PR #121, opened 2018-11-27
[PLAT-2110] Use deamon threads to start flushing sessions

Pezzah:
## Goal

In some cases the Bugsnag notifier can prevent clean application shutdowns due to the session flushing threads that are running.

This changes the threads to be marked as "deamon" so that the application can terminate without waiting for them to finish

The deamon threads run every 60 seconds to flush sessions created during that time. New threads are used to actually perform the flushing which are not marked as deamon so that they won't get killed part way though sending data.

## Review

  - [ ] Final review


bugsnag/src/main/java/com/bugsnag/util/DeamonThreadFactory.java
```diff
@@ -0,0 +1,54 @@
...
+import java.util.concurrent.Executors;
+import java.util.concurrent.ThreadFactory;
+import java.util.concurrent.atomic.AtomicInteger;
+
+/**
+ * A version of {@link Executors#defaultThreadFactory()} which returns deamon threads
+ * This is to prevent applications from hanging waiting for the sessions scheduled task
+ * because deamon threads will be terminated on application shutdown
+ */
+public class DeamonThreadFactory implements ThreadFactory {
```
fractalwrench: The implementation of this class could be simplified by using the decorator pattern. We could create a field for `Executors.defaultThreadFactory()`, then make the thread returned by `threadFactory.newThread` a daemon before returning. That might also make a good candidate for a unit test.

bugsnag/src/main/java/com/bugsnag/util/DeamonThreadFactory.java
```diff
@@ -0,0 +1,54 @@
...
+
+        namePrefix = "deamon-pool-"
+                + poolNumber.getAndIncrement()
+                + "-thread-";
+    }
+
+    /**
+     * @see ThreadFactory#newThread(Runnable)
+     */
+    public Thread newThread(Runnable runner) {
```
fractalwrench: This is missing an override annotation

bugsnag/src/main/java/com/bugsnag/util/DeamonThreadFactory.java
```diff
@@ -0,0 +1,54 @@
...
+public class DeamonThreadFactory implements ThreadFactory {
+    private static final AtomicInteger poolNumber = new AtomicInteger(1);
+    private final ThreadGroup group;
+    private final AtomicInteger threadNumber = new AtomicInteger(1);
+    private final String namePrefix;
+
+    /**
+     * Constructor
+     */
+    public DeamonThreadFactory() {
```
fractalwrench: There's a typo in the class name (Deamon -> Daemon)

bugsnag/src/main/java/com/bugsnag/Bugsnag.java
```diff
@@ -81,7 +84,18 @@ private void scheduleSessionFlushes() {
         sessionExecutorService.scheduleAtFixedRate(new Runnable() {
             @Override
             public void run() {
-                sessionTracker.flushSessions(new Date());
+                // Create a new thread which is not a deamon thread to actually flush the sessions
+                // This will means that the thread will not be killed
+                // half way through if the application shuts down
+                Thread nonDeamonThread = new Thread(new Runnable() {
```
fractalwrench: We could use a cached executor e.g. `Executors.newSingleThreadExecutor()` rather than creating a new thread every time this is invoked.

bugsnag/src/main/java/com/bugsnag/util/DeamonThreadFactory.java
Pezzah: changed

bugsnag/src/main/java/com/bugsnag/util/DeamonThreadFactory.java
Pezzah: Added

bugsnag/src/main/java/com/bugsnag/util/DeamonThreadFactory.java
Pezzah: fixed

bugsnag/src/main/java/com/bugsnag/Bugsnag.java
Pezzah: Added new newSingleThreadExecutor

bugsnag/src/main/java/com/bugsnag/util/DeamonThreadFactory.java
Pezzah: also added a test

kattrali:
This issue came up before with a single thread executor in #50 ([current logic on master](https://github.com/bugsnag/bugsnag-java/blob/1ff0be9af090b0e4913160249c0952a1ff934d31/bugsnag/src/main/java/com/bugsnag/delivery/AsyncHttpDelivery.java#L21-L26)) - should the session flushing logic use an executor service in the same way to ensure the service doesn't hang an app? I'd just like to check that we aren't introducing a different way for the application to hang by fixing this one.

• _WORK INSTRUCTION_
Once the records are read, print each of them exactly as written.

• _WRITTEN RESPONSE_
PR #121, opened 2018-11-27
[PLAT-2110] Use deamon threads to start flushing sessions

Pezzah:
## Goal

In some cases the Bugsnag notifier can prevent clean application shutdowns due to the session flushing threads that are running.

This changes the threads to be marked as "deamon" so that the application can terminate without waiting for them to finish

The deamon threads run every 60 seconds to flush sessions created during that time. New threads are used to actually perform the flushing which are not marked as deamon so that they won't get killed part way though sending data.

## Review

  - [ ] Final review


bugsnag/src/main/java/com/bugsnag/util/DeamonThreadFactory.java
```diff
@@ -0,0 +1,54 @@
...
+import java.util.concurrent.Executors;
+import java.util.concurrent.ThreadFactory;
+import java.util.concurrent.atomic.AtomicInteger;
+
+/**
+ * A version of {@link Executors#defaultThreadFactory()} which returns deamon threads
+ * This is to prevent applications from hanging waiting for the sessions scheduled task
+ * because deamon threads will be terminated on application shutdown
+ */
+public class DeamonThreadFactory implements ThreadFactory {
```
fractalwrench: The implementation of this class could be simplified by using the decorator pattern. We could create a field for `Executors.defaultThreadFactory()`, then make the thread returned by `threadFactory.newThread` a daemon before returning. That might also make a good candidate for a unit test.

bugsnag/src/main/java/com/bugsnag/util/DeamonThreadFactory.java
```diff
@@ -0,0 +1,54 @@
...
+
+        namePrefix = "deamon-pool-"
+                + poolNumber.getAndIncrement()
+                + "-thread-";
+    }
+
+    /**
+     * @see ThreadFactory#newThread(Runnable)
+     */
+    public Thread newThread(Runnable runner) {
```
fractalwrench: This is missing an override annotation

bugsnag/src/main/java/com/bugsnag/util/DeamonThreadFactory.java
```diff
@@ -0,0 +1,54 @@
...
+public class DeamonThreadFactory implements ThreadFactory {
+    private static final AtomicInteger poolNumber = new AtomicInteger(1);
+    private final ThreadGroup group;
+    private final AtomicInteger threadNumber = new AtomicInteger(1);
+    private final String namePrefix;
+
+    /**
+     * Constructor
+     */
+    public DeamonThreadFactory() {
```
fractalwrench: There's a typo in the class name (Deamon -> Daemon)

bugsnag/src/main/java/com/bugsnag/Bugsnag.java
```diff
@@ -81,7 +84,18 @@ private void scheduleSessionFlushes() {
         sessionExecutorService.scheduleAtFixedRate(new Runnable() {
             @Override
             public void run() {
-                sessionTracker.flushSessions(new Date());
+                // Create a new thread which is not a deamon thread to actually flush the sessions
+                // This will means that the thread will not be killed
+                // half way through if the application shuts down
+                Thread nonDeamonThread = new Thread(new Runnable() {
```
fractalwrench: We could use a cached executor e.g. `Executors.newSingleThreadExecutor()` rather than creating a new thread every time this is invoked.

bugsnag/src/main/java/com/bugsnag/util/DeamonThreadFactory.java
Pezzah: changed

bugsnag/src/main/java/com/bugsnag/util/DeamonThreadFactory.java
Pezzah: Added

bugsnag/src/main/java/com/bugsnag/util/DeamonThreadFactory.java
Pezzah: fixed

bugsnag/src/main/java/com/bugsnag/Bugsnag.java
Pezzah: Added new newSingleThreadExecutor

bugsnag/src/main/java/com/bugsnag/util/DeamonThreadFactory.java
Pezzah: also added a test

kattrali:
This issue came up before with a single thread executor in #50 ([current logic on master](https://github.com/bugsnag/bugsnag-java/blob/1ff0be9af090b0e4913160249c0952a1ff934d31/bugsnag/src/main/java/com/bugsnag/delivery/AsyncHttpDelivery.java#L21-L26)) - should the session flushing logic use an executor service in the same way to ensure the service doesn't hang an app? I'd just like to check that we aren't introducing a different way for the application to hang by fixing this one.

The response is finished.